Aggregation worsens the impact. That so many sites, applications, and businesses rely on individual cloud service infrastructures like Amazon's puts many eggs in many fewer baskets. Everyone goes down at the same time, making it a much bigger deal. It is a Bad Thing that multiple services go offline at once. But it seems even worse than it is. It's like the safety of traveling in a commercial aircraft vs. a private car. Airplanes are the safer way to travel--by far. But when a plane does crash, hundreds can be killed at the same time. This can occasionally destroy a team or group, and it emotionally magnifies the apparent risk.
Some customers made out just fine. Not all AWS customers--even those concentrated on the US-East region--suffered through the outage, because they didn't depend on the particular services that went down, and/or because they had additional availability strategies in place that built on, but didn't solely depend upon, Amazon's reliability measures. Photography site SmugMug provides a great example; Netflix also rode through nicely. As lessons are learned from this outage, those that assume "the cloud--it's like magic!" will hopefully grow up and realize it's a tool, not a silver bullet. Hopefully, before someone dies. There are plenty of alternate cloud service providers, plenty of ways to upgrade the availability and manageability of off-the-shelf cloud platforms, and plenty of ways to blend the use of public cloud resources with more controlled private IT resources and approaches (aka, "private" and "hybrid" clouds).
Cloud is still the way forward. SmugMug CEO Don MacAskill--a cloud and AWS consumer--puts it well: "There's a lot of noise on the Net about how cloud computing is dead, stupid, flawed, makes no sense, is coming crashing down, etc. Anyone selling that stuff...doesn't know what on earth they're talking about." The backlash has begun, and it will reverberate a while. But cloud computing remains the only practical path toward the level of scale, efficiency, and flexibility businesses want from their IT. Not all clouds will look like the more Web-centric ones that colonized AWS first, but all IT will look increasingly cloudy.

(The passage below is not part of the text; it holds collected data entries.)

PR #233, opened 2025-07-29
Add some 'shared' KGE utils

nshah171:
These utils are used in KGE experimentation and are likely to be generically useful for other graph applications (outside KGE).


python/gigl/experimental/knowledge_graph_embedding/common/torchrec/utils.py
```diff
@@ -0,0 +1,170 @@
...
+    Args:
+        model: The model to be wrapped.
+        device: The device to use for the model.
+        sharding_plan: An optional ShardingPlan to use for the DistributedModelParallel.
+    Returns:
+        The model wrapped in DistributedModelParallel if in a distributed environment,
+        otherwise the model itself.
+    """
+
+    if torch.distributed.is_initialized():
```
svij-sc, line 48: im assuming this also only works on nccl backend?
i.e. both cuda needs to be available and nccl backend enabled?

python/gigl/experimental/knowledge_graph_embedding/common/torchrec/utils.py
```diff
@@ -0,0 +1,170 @@
...
+        # Build a sharding plan
+        logger.info("***** Wrapping in DistributedModelParallel *****")
+        logger.info(f"Model before wrapping: {model}")
+        model = DistributedModelParallel(
```
svij-sc, line 52: QQ: I see there are a lot more configurable params here.
Curious why we only chose to parameterize `sharding_plan` ?

python/gigl/experimental/knowledge_graph_embedding/common/torchrec/utils.py
```diff
@@ -0,0 +1,170 @@
...
+            module=model,
+            device=device,
+            plan=sharding_plan,
+        )
+        logger.info(f"Model after wrapping: {model}")
+
+    return model
+
+
+def get_sharding_plan(
```
svij-sc, line 62: I am suprised `DistributedModelParallel` doesnt do this for us already?
Is there something here that I am not seeing that would be model/business logic specific?

svij-sc (approved):
Still working through this, but approving ot unblock

python/gigl/experimental/knowledge_graph_embedding/common/torchrec/utils.py
nshah-sc: no, this also works without nccl and cuda.  e.g. this could also be a gloo backend and device="gpu".  hence, just need to check for distributed existance

yliu2-sc (approved):

PR #234, opened 2025-07-29
Update Tabularized Notebook to be more aligned with In-Memory notebook (1/2)

mkolodner-sc:
**Scope of work done**

- Base PR which contained originally contained discussion for removing outputs from tabularized notebook, after some discussion it was decided we would not take this approach.


yliu2-sc (approved):
Can we remove the %%capture as well. And just add notes at the very top, you can ctrl/cmd + A, right click, and `enable scrolling for outputs`

PR #235, opened 2025-07-29
Add experimental parsing libs to parse KGE configs

nshah171:
Add class structure which is used to parse the KGE experiment configs.  These interface w/ hydra + omegaconf to create a structured configuration dataclass which is used in the modeling/training code.


svij-sc (commented):
Can we add doc strings to @dataclass that are missing it?

python/gigl/experimental/knowledge_graph_embedding/lib/config/evaluation.py
```diff
@@ -0,0 +1,26 @@
...
+from applied_tasks.knowledge_graph_embedding.lib.config.training import SamplingConfig
+
+
+@dataclass
+class EvaluationPhaseConfig:
+    dataloader: DataloaderConfig = field(default_factory=DataloaderConfig)
+    step_frequency: Optional[int] = None
+    num_batches: Optional[int] = None
+    hit_rates_at_k: List[int] = field(default_factory=lambda: [1, 10, 100])
+    sampling: SamplingConfig = field(default_factory=SamplingConfig)
```
svij-sc, line 16: would be nice to explain what each of these arguments do w/ docstrings.
Same below and above.

python/gigl/experimental/knowledge_graph_embedding/lib/config/model.py
```diff
@@ -0,0 +1,24 @@
...
+
+
+@dataclass
+class ModelConfig:
+    node_embedding_dim: int = 128
+    embedding_similarity_type: SimilarityType = SimilarityType.COSINE
+    src_operator: OperatorType = OperatorType.IDENTITY
+    dst_operator: OperatorType = OperatorType.IDENTITY
+
+    # Below fields are populated at runtime.
```
svij-sc, line 19: does this mean that user does not provide these?

python/gigl/experimental/knowledge_graph_embedding/lib/config/model.py
```diff
@@ -0,0 +1,24 @@
...
+    training_sampling: Optional[SamplingConfig] = None
+    validation_sampling: Optional[SamplingConfig] = None
+    testing_sampling: Optional[SamplingConfig] = None
```
svij-sc, line 22: btw, why do we have different sampling configs for train/val/test?

python/gigl/experimental/knowledge_graph_embedding/lib/config/training.py
```diff
@@ -0,0 +1,63 @@
...
+        default_factory=lambda: OptimizerParamsConfig(lr=0.01, weight_decay=0.001)
+    )
+
+
+@dataclass
+class DistributedConfig:
+    num_processes_per_machine: int = (
+        torch.cuda.device_count() if torch.cuda.is_available() else 1
+    )
+    storage_reservation_percentage: float = 0.1
```
svij-sc, line 33: could we also attach an example in this PR of what a saturated yaml might look like for these configs?

yliu2-sc (approved):

PR #137, opened 2021-03-15
test: rvc instruction in page end

mohanson:
Ref https://github.com/nervosnetwork/ckb-vm/pull/131#pullrequestreview-611271106

Add a new test case:

```text
.section .text
.global _start
_start:
    nop -----------+
    ... 1985 times |
    nop -----------+
    li a2, 1
    li a1, 3
    c.sub a1, a2 <----- 4094 offset of the page
    li a0, 0
    li a7, 93
    ecall
```


quake (dismissed):

xxuejie:
This test case has a slight problem: the page after `c.sub` instruction, is still executable. This way, we won't be able to test again edge cases needed in #131. I think we might want a case like this:

```
# address 100
li a0, 0
li a7, 93
ecall
# ...
# address 4090
li a0, 100
c.jr a0
# starting here, we need to have a writable but not executable page
```

This way we can really have an edge case, where only 2 bytes at the page boundary are executed.

mohanson:
I modified the test, please review it again @xxuejie 

```
.section .text
.global _start
_start:
    li a0, 0x100c4  <----- 0x100b0
    c.jr a0
    nop
    li a0, 0        <----- 0x100ba
    li a7, 93
    ecall
    nop             <----- 0x100c4
    ...
    nop
    li a0, 0x100ba
    c.jr a0         <----- 0x10ffe
.section .data      <----- 0x11000
n0:
    .word 4
n1:
    .word 2

```

xxuejie (approved):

Despite the very public, painful outage and the lurid "Cloudpocalypse" labels, this is but a bump in the road. Those that balk at cloud as a result are the IT equivalent of those who hear about an airplane crash and vow to drive not fly to their next meeting. It sounds reasonable in the heat of the moment, but when it comes time to travel cross-country, most everyone will look at the options and say "You know, I think I'll fly after all."